From the line with "key from the" through the line with "Thanks, @hoodmane!", repeat the entries verbatim, both end lines included, and add nothing.

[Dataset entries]
§

PR #2277, opened 2022-03-16
Remove Py2JsResult

hoodmane:
The Py2JsResult type is incorrect, it should actually be `any`. Strictly
speaking, `any` except it won't be `null`. But I am not sure
that "anything except for null" provides extra value of "any" .

For backwards compatibility, we still `export type Py2JsResult = any;`

### DIFF
--- a/docs/project/changelog.md
+++ b/docs/project/changelog.md
@@ -63,6 +63,11 @@ substitutions:
 - {{Breaking}} Removed the `skip-host` key from the `meta.yaml` format. If
   needed, install a host copy of the package with pip instead. {pr}`2256`
 
+- {{Fix}} The type `Py2JsResult` has been replaced with `any` which is more
+  accurate. For backwards compatibility, we still export `Py2JsResult` as an
+  alias for `any`.
+  {pr}`2277`
+
 _February 19, 2022_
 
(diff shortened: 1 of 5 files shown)


ryanking13 (approved):
Thanks, @hoodmane!

How about explictly deprecating `Py2JsResult` then removing it in 0.21 or 0.22? (though it looks like `Py2JsResult` not documented anywhere)

hoodmane:
> How about explicitly deprecating Py2JsResult then removing it in 0.21 or 0.22?

Sounds good, though I'm not really sure how to deprecate a type. I think our types are still pretty unstable in general, in particular we haven't given any guidance for how to use them. Ideally we would generate a single `pyodide.d.ts` file and say that the correct way to use the types is to import them from `pyodide.d.ts` and not from the individual source files. Ideally the files under `src/js` would be considered completely private. But ideally we could discuss this with people more experienced with typescript...

ryanking13:
Hmm, actually it looks like we didn't include our js=>ts replacement in `0.19.1` release, and before that `Py2JsResult` was just a type in a jsdoc docstring. So... I think we can remove it without considering the backward compatibility?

§

* [Task solution]
 - {{Breaking}} Removed the `skip-host` key from the `meta.yaml` format. If
   needed, install a host copy of the package with pip instead. {pr}`2256`
 
+- {{Fix}} The type `Py2JsResult` has been replaced with `any` which is more
+  accurate. For backwards compatibility, we still export `Py2JsResult` as an
+  alias for `any`.
+  {pr}`2277`
+
 _February 19, 2022_
 
(diff shortened: 1 of 5 files shown)


ryanking13 (approved):
Thanks, @hoodmane!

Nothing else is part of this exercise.